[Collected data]
-- -- --
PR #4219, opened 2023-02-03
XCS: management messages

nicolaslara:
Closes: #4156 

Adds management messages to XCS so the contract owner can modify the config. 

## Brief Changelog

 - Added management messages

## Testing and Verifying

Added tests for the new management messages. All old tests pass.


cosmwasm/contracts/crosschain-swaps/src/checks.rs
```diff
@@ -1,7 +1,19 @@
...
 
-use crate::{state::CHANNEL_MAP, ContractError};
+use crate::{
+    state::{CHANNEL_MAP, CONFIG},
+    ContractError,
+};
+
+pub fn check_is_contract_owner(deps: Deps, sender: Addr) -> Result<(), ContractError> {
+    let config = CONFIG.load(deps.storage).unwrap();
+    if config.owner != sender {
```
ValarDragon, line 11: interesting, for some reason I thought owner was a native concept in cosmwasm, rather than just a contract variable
-- -- --
_Task brief_
Each line above should be copied exactly, with no line missing.

_Result_
PR #4219, opened 2023-02-03
XCS: management messages

nicolaslara:
Closes: #4156 

Adds management messages to XCS so the contract owner can modify the config. 

## Brief Changelog

 - Added management messages

## Testing and Verifying

Added tests for the new management messages. All old tests pass.


cosmwasm/contracts/crosschain-swaps/src/checks.rs
```diff
@@ -1,7 +1,19 @@
...
 
-use crate::{state::CHANNEL_MAP, ContractError};
+use crate::{
+    state::{CHANNEL_MAP, CONFIG},
+    ContractError,
+};
+
+pub fn check_is_contract_owner(deps: Deps, sender: Addr) -> Result<(), ContractError> {
+    let config = CONFIG.load(deps.storage).unwrap();
+    if config.owner != sender {
```
ValarDragon, line 11: interesting, for some reason I thought owner was a native concept in cosmwasm, rather than just a contract variable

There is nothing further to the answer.